There are also many active areas of study that would enable us to build hardware that provides greater accelerations in shorter distances. The report also argues for continued support of those, even though they would tip the balance heavily in favor of using a linear collider, since it could be made much more compact. There’s an additional mention of using muons, heavier (if unstable) relatives of the electron and positron, for the collisions, something that’s being actively pursued at the US’ Fermilab.

“The European particle physics community must intensify accelerator R&D and sustain it with adequate resources,” the report says, even though progress on any of them would make the big collider a less appealing approach.

A gap in the theory

But perhaps the biggest question facing the collider is whether there’s anything left for it to find. In addition to the Higgs, there were strong theoretical candidates, including potential dark matter particles, that were within the energy range reached by the LHC. Even though none of them turned up, that has ended up being informative, killing off a huge range of potential models for other particles and causing plenty of people to rethink models based on the idea of supersymmetry.

At the moment, in the energies that will be reached by this proposed successor, we have… not a whole lot.
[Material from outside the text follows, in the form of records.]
PR #599, opened 2021-08-24
Fix incorrect tooltip when query editor hidden

### LINKED ISSUE #576: Incorrect tooltip when query editor is hidden
Click on the button to hide the query editor that is present of header currently 

image

On the query editor is hidden and hide/show query editor button is left in hovered state the tooltip must change to `show query editor`

image

apoorv1316:
Fixes #576

### DIFF
--- a/frontend/src/Editor/Editor.jsx
+++ b/frontend/src/Editor/Editor.jsx
@@ -1,4 +1,4 @@
-import React from 'react';
+import React, { createRef } from 'react';
 import { datasourceService, dataqueryService, appService, authenticationService } from '@/_services';
 // import { DarkModeToggle } from '@/_components/DarkModeToggle';
 import { DndProvider } from 'react-dnd';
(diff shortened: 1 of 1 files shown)


Navaneeth-pk:
@apoorv1316 
Can you please check why the tooltip for hiding query editor is larger than the other tooltips? ( for example, the tooltip for toggling dark mode ).

apoorv1316:
@Navaneeth-pk I believe it is because we are using different packages at different places for the tooltip. The size of 'hiding query editor' and 'add new query' tooltip is the same because we are using react-tooltip there and their sizes differ from the tooltip for toggling dark mode because we are using react-bootstrap/Tooltip.

Navaneeth-pk:
Can you please check if it can be fixed easily?

apoorv1316:
Here is the updated deployed url https://tooltip-query-editor.herokuapp.com/

Navaneeth-pk:
The size of the button now looks bigger than it was. Please fix.

apoorv1316:
@Navaneeth-pk  I am guessing here you're talking about the hide query editor button. The first image is from develop branch and the second one is from the deployed URL of this PR and buttons in both the images are equal in size. 
imgonline-com-ua-twotoone-q020sqdi4S1N

Navaneeth-pk:
Sorry, looks like I got it wrong somehow. Merging the PR. Thanks!
@apoorv1316

Navaneeth-pk:
@apoorv1316 figured it out, it happens when the button is clicked. See the attached video. It doesn't happen on production.
https://www.loom.com/share/942282b39fcc4700b873f9edb07673e3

There are always ideas floating around that would involve extremely heavy particles, and it’s always possible that potential particles that were predicted to be lighter turn out not to be. But there’s no obvious candidates at these energies that have a well-developed theory behind them. As a result, we’ve got no strong reason to think that there’d be anything to discover if we built this machine.

Of course, we’d have decades of development in theory that might place something there before this actually becomes operational. And there’s always the chance that we’d find something unexpected if it was built. But those chances are not typically the sorts of things that are allowed to dominate the funding landscape for an entire field. Fortunately, the physics community has gotten used to shifting funding priorities over the years, and the construction of the new collider is far enough out that there is time to work out if and how to integrate this work with the proposed projects in Japan and China.